I'm having trouble understanding why importing a global variable from another module works as expected when using import, but when using from x import * the global variable doesn't appear to update within its own module
Imagine I have 2 files, one.py:
def change(value):
global x
x = value
x = "start"
and two.py:
from one import *
print x
change("updated")
print x
I'd expect:
start
updated
But I get...
start
start
If I import the module normally it works as expected
import one
print one.x
one.change("updated")
print one.x
Result...
start
updated
Given that I can't change ony.py's use of global variables (not my fault), and two.py is meant to be a sort of wrapper* around one.py, I'd really like to avoid using the one. namespace throughout two.py for the sake of one stubborn variable.
If it's not possible a novice-level explantion of what's going on might help me avoid getting stuck like this again. I undertand that one.x is getting updated, but two.x isn't respecting the updates, but I don't know why.
You can think of a package as a dict. Every function and variable in a package is listed as a key in that dict which you can view using globals().
When you import an object from another package, you copy a reference to the object into your own package under a name (usually the same, different if you import <var> as <name>).
By setting the value in the other package, you overwrite the key in that package with a new value, but you leave your reference pointing to the old one.
We can demonstrate the process using dicts as an analogy:
# Our 'packages'
one = {'x': 'start'}
two = {}
# Equivalent of our import
two['x'] = one['x']
# Variable updated in `one'
one['x'] = 'updated'
# ... and accessed in `two`
print(two['x']) # Still 'start'
We would not expect the two dict to be updated just because we overwrote a value in one.
You can modify the object as long as you don't break the pointer by overwriting the variable. For example if x was a dict, you could change a value inside the dict and the two variables would still point to the same object.
Alternatively you could attach a variables to the function like this:
def change(value):
change.x = value
This does the same work by ensuring we are mutating the same object.
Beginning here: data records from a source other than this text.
PR #3201, opened 2018-01-02
Include the current netdata version in the HTTP 'Server' header.

mahlonsmith:
Super simplistic patch to include the current netdata version within HTTP contexts.


ktsaou:
merged! thank you!

PR #3206, opened 2018-01-03
allmetrics?format=json now uses metrics filtering like the rest of the backends

### LINKED ISSUE #3198: Chart filtering for allmetrics endpoint (json and shell formats)
Hey Costa!

I have a couple of enhancement requests for the `[backend]` section of the netdata configuration.

Currently, the "send charts matching" attribute nicely filters collected data, but it only does so for the prometheus format.  How difficult would it be to allow that filtering to function for all formats supported by the *allmetrics* API endpoint?

Secondarily (or perhaps, alternatively):  That endpoint allows overriding server configuration of specific attributes (names, prefix).  It would be exceptionally nice to expose the `send charts matching` behavior as a parameter to the allmetrics endpoint as well.

I realize I can fetch directly at the `chart` endpoint, but that only works when I know the chart name in advance -- there's quite a few that are dynamic, that necessitate the allmetrics fetching -- only to throw away all the rest of the data that I'm not interested in -- roughly 1MB of JSON, * N servers, * X requests/min... it adds up really fast.

Something like:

A better answer yet might be to wrap both items in an object if they need to travel together:
class Changer:
x = 'start'
@classmethod
def change(cls, value):
cls.x = value
At this point however, we could modify the value directly as an attribute:
Changer.x = 'updated'
Which might be the simplest.
You can import twice from the same module like this:
from one import *
import one
print one.x
change("updated")
print one.x
basically by attaching module name you are forcing the code to use the imported module's variable.